The bad puppies, my husband would reply, off somewhere else in the house.
We divided them so many ways. The boys and the girls. The good puppies - Graham and Molly - and the bad puppies - Sofie and Hunter. They weren't bad, not really, they were just rambunctious and troublesome when they were younger, and somewhere along the line, christened by who they were. Graham is the sweetest. He still fully believes that he only weighs 8 pounds, he prances through the world, he has an innocence to his soul that is born of a life where you are confidently loved from the start. Molly is the cutest, she adorably leaps and pounces and jumps when she barks. Hunter is the loudest, but also the snuggliest. He routinely wins the Best Morning Couch Snuggler Award; but man, he barks too much. Sofie - she's just the best. She tries the hardest, she listens better than any of our other dogs, and no matter who you call from the upstairs bedroom, she comes running.
Everyone has a family that looks different, and you can never know from the outside why it is that way. No one can see what they tried to create and failed, or when they questioned their future, or the decisions that they made on how to fill up their lives, on what kind of love became home. I never dreamt of having dogs, not one - certainly not four. But after my divorce was final in 2009, I decided to adopt Graham, an 8-pound puffball that peed on the Christmas tree and curled up in my running shoes and helped to heal over the cracks. One became two, became three, four. We didn't understand that we had been less than whole until we were a family of six, and then it was like we had never been any less. A force greater than what we could choose; once we were complete, the door slipped shut around us.

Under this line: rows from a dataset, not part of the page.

PR #770, opened 2021-12-16
Add a test for FO+Hydrology

bartgol:
Most relevant changes:

- fixes a bug in GatherSolutionSide
- enable FO_Hydrology test (always)
- improvements to AddNoise ev
- adds Kappa as parameter in LandIce_ParamEnum.hpp


mperego (approved):
Sorry it took me a while. Looks good to me. Thanks!

PR #779, opened 2022-01-14
Mods to parallel exodus check at config time

bartgol:
* Add trilinos' tpl include dirs, to ensure we pick up the tpls headers that trilinos used, and not some system folder ones.
* Check that NC was configured with both HDF5 *and* PnetCDF, to ensure that parallel IO works, regardless of exo file type.


mperego (approved):
Looks good. Thanks for fixing this!!

Issue #780, opened 2022-01-17
Fix evaluateResponse_HessVecProd_pp for non-contiguous map


kliegeois:
Related to https://github.com/trilinos/Trilinos/issues/9500 .

There is one known occurrence of a reconstructed Hessian which is not symmetrical for non-contiguous map of the distributed parameter.
It can be deduced from previous investigation that the issue is related to `evaluateResponse_HessVecProd_pp`.

PR #782, opened 2022-01-27
Solves #780

kliegeois:
This PR solves #780 by changing the stride of the extruded meshes to take into account a non-zero first global index.

The PR adds new tests.

Thanks @bartgol for the discussion!


src/disc/stk/Albany_ExtrudedSTKMeshStruct.cpp
```diff
@@ -327,7 +327,7 @@ void Albany::ExtrudedSTKMeshStruct::setBulkData(
   Teuchos::RCP<const Tpetra_Map> sides_map = Tpetra::createNonContigMapWithNode<LO, Tpetra_GO, KokkosNode>(indices(),comm);
 
   GO globalElemStride = cells_map->getMaxAllGlobalIndex() - cells_map->getMinAllGlobalIndex() + 1;
-  GO globalVerticesStride = nodes_map->getMaxAllGlobalIndex() - nodes_map->getMinAllGlobalIndex() + 1;
+  GO globalVerticesStride = nodes_map->getMaxAllGlobalIndex() + 1;
```
mperego, line 330: I think that the definition of the globalVerticesStride is correct. Maybe it's not used as it should.

mperego (changes requested):
Thanks Kim. I think that the stride definition is correct. My guess is that it is not used as it should.
Also if you change the definition of the GlobalVerticesStride you should change by consistensy all the other strides (e.g. the elem stride and the side strids). But I don't think it is needed.

bartgol:
@mperego I think the changes _are_ needed in order for the layered numbering to be correct. As an example, consider a 2d mesh with 2 nodes, with gids 9 and 10. The current master would set stride=2, and therefore, the gids of the 2nd level would be 11, 12. Doing mod arithmetic to retrieve base_id from 11, 12 and stride 2 would return 1,2, which is wrong. The correct stride is 10, which gives gids 19,20 on the second level.

mperego:
> @mperego I think the changes _are_ needed in order for the layered numbering to be correct. As an example, consider a 2d mesh with 2 nodes, with gids 9 and 10. The current master would set stride=2, and therefore, the gids of the 2nd level would be 11, 12. Doing mod arithmetic to retrieve base_id from 11, 12 and stride 2 would return 1,2, which is wrong. The correct stride is 10, which gives gids 19,20 on the second level.

OK, I see. Then we should fix all the strides in the Extruded mesh struct for consistency.

bartgol:
Yes, definitely. @kliegeois can you fix all the strides as part of this PR?

kliegeois:
@bartgol  @mperego  I am rebuilding with those 2 changes and run test.

mperego (approved):
Looks good. Thanks for fixing it.

mperego:
> > @mperego I think the changes _are_ needed in order for the layered numbering to be correct. As an example, consider a 2d mesh with 2 nodes, with gids 9 and 10. The current master would set stride=2, and therefore, the gids of the 2nd level would be 11, 12. Doing mod arithmetic to retrieve base_id from 11, 12 and stride 2 would return 1,2, which is wrong. The correct stride is 10, which gives gids 19,20 on the second level.
> 
> OK, I see. Then we should fix all the strides in the Extruded mesh struct for consistency.

I'm actually surprised that we didn't have other issues because of this.

bartgol:
@mperego  We probably never had a basal mesh with min gid > 0.

mperego:
> @mperego We probably never had a basal mesh with min gid > 0.

I think most mesh coming form MPAS are like that. And the Humbold mesh worked fine, other than the Hessian coloring thing.

bartgol:
I don't know then. :/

You don't realize when you are growing into your identity, but I became the girl with four dogs. I get messages all the time, I have one dog and I'm thinking of getting another can you give me some advice? When I was volunteering at IM Boulder a few years back, the pro women switched places and when I said, hi, I'm Katie to my new pro, she said, oh my god do you have four golden retrievers? My husband wanted to print a handout for the dog park that said, no, they are not all related; their names are Graham Molly Sofie Hunter; they are 9/8/8/4 years old; yes we run the vacuum every day. It was my family, and I adored every minute of it from the inside, even when they barfed on the bed at 3am and wouldn't leave me alone to pee. Somehow it was more fundamental than us all living in the same house together. It was - it is - the best part of who I am, all wrapped up in laughter and barking and so much floating blonde hair.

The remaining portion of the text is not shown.